PR #738, opened 2023-12-01
Add Support for Wide Gamut (DisplayP3) Colors to React Native

ryanlntn:
React Native does [not currently support](https://github.com/facebook/react-native/issues/41517) wide gamut color spaces (i.e. DisplayP3). This proposal discusses adding support for this color space in React Native.

Thanks to @cipolleschi for his support in drafting this proposal!


proposals/0000-add-support-for-display-p3-colors.md
```diff
@@ -0,0 +1,202 @@
...
+
+Since most new devices support wider gamut color spaces, React Native should support them as well. The DisplayP3 color space has had native support since Android 8.0 and iOS 9.3. The `color()` function was introduced with [CSS Color Module Level 4](https://www.w3.org/TR/css-color-4/#color-function), much of which is already implemented in React Native. Flutter also [recently added support](https://github.com/flutter/flutter/issues/55092) for DisplayP3 on iOS with plans to follow up with support for Android and then the framework itself. Support for DisplayP3 colors can improve the quality of React Native apps by providing developers a wider range of available colors to use and is aligned with React Native's mission to provide the same look and feel as the underlying native platforms.
+
+## Detailed design
+
+### JS Changes
+
+1. Parse the color() function in [normalizeColor](https://github.com/facebook/react-native/blob/63213712125795ac082597dad2716258b90cdcd5/packages/normalize-color/index.js#L235)
+
+```js
```
NickGerleman, line 51: The motivation and API here make sense. How close is this towards a PR?

NickGerleman:
Also FYI @vincentriemer as someone who has been interested in extended color space before.

proposals/0000-add-support-for-display-p3-colors.md
ryanlntn: I haven't done any implementation work yet. Riccardo has been helping me with this so we were planning on leaving this open for feedback for a couple weeks before starting on implementation when he gets back.

Kudo:
cc @andreialecu who is also interested in this topic.

my understanding is that, unlike flutter to draw everything by their own. by leveraging the UIImage, we have the display p3 support already. the only missing piece is our coloring system as this pr pointed out.

alternatively, i was thinking to change from native code only without touching js code. if the screen supports display p3, we should just use the display p3 UIColor methods. having a small poc here: https://github.com/Kudo/displayp3/blob/main/modules/p3color/ios/p3colorView.swift
we can check whether the view support display p3 by `self.traitCollection.displayGamut`. then we can get this information from RCTRootView and pass down to some new UIColor factory.

proposals/0000-add-support-for-display-p3-colors.md
```diff
@@ -0,0 +1,202 @@
...
+
+2. **Utilizing Swizzling on iOS:** <br/> As an alternative to the proposed iOS changes, swizzling could be considered similar to [RN #41517](https://github.com/facebook/react-native/issues/41517). This has a major downside of being an all or nothing breaking change forcing all React Native users into the DisplayP3 color space as well as being a more confusing and less maintainable solution.
+
+3. **Full switch to DisplayP3:** <br/> In a similar vein we could just update the constructors directly without preserving existing behavior. While this would be a simpler implementation it would be a breaking change. Any existing visual regression tests would likely break and React Native users would now be required to specify all colors in a wider gamut.
```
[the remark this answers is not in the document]
ryanlntn: > What do you think about a way to optionally fully opt-in to use DisplayP3?

I can definitely see the utility of this. I'm not really sure what the API for that should look like though. AFAIK the APIs on Android, iOS, and web all only allow specifying color space per instance. Since color properties already mostly implement CSS Color Module Level 4 we were mainly planning on extending that further with this proposed API.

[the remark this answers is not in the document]
cipolleschi: I agree that it could be useful. 
The way I think this should be implemented is by factoring out the constructor functions in a single factory method so we can decide which initializer we want to use as default. At that point, we can specify a static feature flag that controls the default behavior.

For Android things are a little bit more convoluted because Android uses `int` to represent sRGB colors and `long` to represent WideGamut colors. So, not only we need to update how a color is created but we also have to overload several methods to achieve what we need.

But it is probably doable.

@ryanlntn could you update the proposal to add a feature flag that will control the default init behavior?

proposals/0000-add-support-for-display-p3-colors.md
```diff
@@ -0,0 +1,254 @@
...
+### Using a feature flag
+
+Opt-in to using DisplayP3 as the default color space by using a feature flag.
+
+```sh
+# in ios/Podfile
+ENV['RCT_WIDE_GAMUT_ENABLED'] = '1'
+
+# in android/gradle.properties
+wideGamutEnabled=true
```
cipolleschi, line 50: I'd rather not use this build-time approach as it pollutes the codebase with checks all-over the place.

We can use feature flags like this one in the [`RCTBridge`](https://github.com/facebook/react-native/blob/main/packages/react-native/React/Base/RCTBridge.h#L45-L46).

In our case, they will not go in the RCTBridge file, of course, but this is a detail we can figure out later.

How it expect to work is that we put the creation of a color in its own factory function that takes the color parameters and the color space.
If the color space is not passed, it reads from the global feature flag what is the default space.
But we should try to avoid compile time flags as they are hard to read and they are hard to maintain.

proposals/0000-add-support-for-display-p3-colors.md
```diff
@@ -0,0 +1,254 @@
...
+struct ColorComponents {
+  float red{0};
+  float green{0};
+  float blue{0};
+  float alpha{0};
+#if RCT_WIDE_GAMUT_ENABLED
+  ColorSpace colorSpace{ColorSpace::DisplayP3};  // Default to DisplayP3
+#else
+  ColorSpace colorSpace{ColorSpace::sRGB};  // Default to sRGB
+#endif
```
cipolleschi, line 160: we should avoid this compiler flag

cipolleschi (changes requested):
Can we try to avoid compile time flags? 🙏

henrymoulton:
A tweet around this went semi-viral https://twitter.com/lauridskern/status/1717237553886081252

eliotgevers:
Any update?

■ ■ ■ ■ ■ ■ ■

--- Required action ---
Find "implementation" in the preceding records. Copy each line that holds it.

--- Result ---
ryanlntn: I haven't done any implementation work yet. Riccardo has been helping me with this so we were planning on leaving this open for feedback for a couple weeks before starting on implementation when he gets back.
+3. **Full switch to DisplayP3:** <br/> In a similar vein we could just update the constructors directly without preserving existing behavior. While this would be a simpler implementation it would be a breaking change. Any existing visual regression tests would likely break and React Native users would now be required to specify all colors in a wider gamut.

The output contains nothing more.